An event on Monday 26 November 2018 relaunched the suicide prevention work and gathered views from attendees including the need to widen input from the community; the need to focus on families, carers, friends (who spot warning signs); the focus on making meaningful lives or helping to build better lives and the need for one aspirational suicide prevention plan for the whole County.

 

Next steps involved:-

·        quarterly meetings of the Steering Group - each organisation would attend with set agenda items and the theme for each meeting decided at the previous meeting;

·        a first meeting of the Steering Group in March 2019 would focus on lived experience and putting people as the central focus of the work;

·        support from the CCG to develop the wider partnership group to support the Plan and enable the reach across Dorset.

 

The Chairman asked whether the views expressed at Monday’s event would be taken forward in the development of the Strategy and it was confirmed that all of the views from the groups who attended had been noted and would not be discounted.  The Steering Group meeting in March would set the agenda for the whole year, with some suggestions becoming meeting themes. Suggestions had also been made to include community safety teams, the RNLI and coastguard in the Steering Group.

 

Councillor Ireland, who attended the event, considered this a very useful meeting with great enthusiasm and buy in by the parties who were there and a consensus of agreement on the areas where there were gaps in provision.  He felt it was important to understand that people presented through different routes such as housing and to include these as areas of focus to better identify those at risk.

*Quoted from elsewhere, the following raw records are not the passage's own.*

PR #1408, opened 2022-11-20
Simplify FlutterMapState by:

ignatz:
1. Explicitly separating core state form derived quantities. This let's us handle state updates and invalidation more consistently.
 2. Preserve the current memoization behavior for derived quantities by introducing an explicit caching abstraction.
 3. Reduce the extend of the render tree being rebuild by avoiding `setState`, therefore avoid invalidation of the entire stateful widget.

(Re (1): to be clear I'm not aware of any consistency issues today. I'm only stating that the updates and invalidation are done very selectively in a way that requires intimate knowledge of how derived quantities functionally depend on core state.

Arguably this is a heavy handed change with some aspects more valuable than others. Take it as an RFC we can work through, break up, remold and even throw away :).

Ultimately, this was the result of me trying to squeeze out a few ms from my frame times. I was struggling to reason, which quantities are updated where and when? How do state changes relate to render tree rebuilding? I do hope that this refactor makes it a little clearer. The good or bad news: I didn't find any low hanging fruit for improving performance. While this change most certainly has some performance implications, it seemed pretty much unchanged with my local testing. Do you have any benchmarks that you run? Let me know what you think - thanks!

### DIFF
--- a/lib/src/map/flutter_map_state.dart
+++ b/lib/src/map/flutter_map_state.dart
@@ -17,8 +17,6 @@ class FlutterMapState extends MapGestureMixin
 
   final MapController _localController = MapControllerImpl();
 
-  bool _hasFitInitialBounds = false;
-
   @override
   MapOptions get options => widget.options;
 
@@ -34,17 +32,23 @@ class FlutterMapState extends MapGestureMixin
 
     mapController.state = this;
 
-    // Initialize all variables here, if they need to be updated after the map changes
-    // like center, or bounds they also need to be updated in build.
-    _rotation = options.rotation;
-    _center = options.center;
-    _zoom = options.zoom;
-    _pixelBounds = getPixelBounds(zoom);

A member commented that having a plan with a lot of stakeholders involved was different from delivering on the plan.  She drew attention to the difference in the approach taken if someone did not indicate that they were feeling suicidal despite the fact that they might feel suicidal on a different occasion.  There were also difficulties in getting back into the system once a patient had been discharged.  Questions were asked in relation to access to mental health services as a result of routine depression screening at GP surgeries and how suicide risk was picked up in children.

 

It was confirmed that the Plan was for all ages across mental health services generally.  The majority of people who committed suicide did not access these services, although there may have been increased visits to their GP but not for mental health issues. 

 

Members asked whether the Plan made provision for people in prison and it was confirmed that the Prison Service had been invited to attend Monday's event and, although unable to attend, the Service had provided a statement that it wished to be involved in development of the Plan.  An outstanding question remained whether prisoners were included in suicide numbers.  It was known that most suicides occurred in inpatient units or in prison and so these were the key areas.

 

The Assistant Director - Early Help ? Community Services outlined the areas of DCC's involvement including communications, the Environment and Economy Directorate (walks and green spaces for mental health) and planning policies and the Children's Services Directorate in terms of the Thrive Model.  This was about the benefit of linking everything together including public health to provide prevention at scale. A further meeting with officers would take place to assess how to take the work forward and involve all of the services in the new Dorset Council.

 

Councillor Alison Reed drew attention to the need for mental health services in Weymouth and Portland as an area of deprivation.  In particular, she highlighted an issue with many children with high needs in one of the schools and also the high number of rough sleepers.

 

The Chairman reported that the Collingwood Wing at HMP Verne, Portland would be for the sole use of jailed veterans and it was hoped that the benefit of peer support would assist in reducing incidences of suicide in the veteran population. 

 

Resolved

That a further report on progress with the Dorset Suicide Prevention Strategy is provided in June 2019.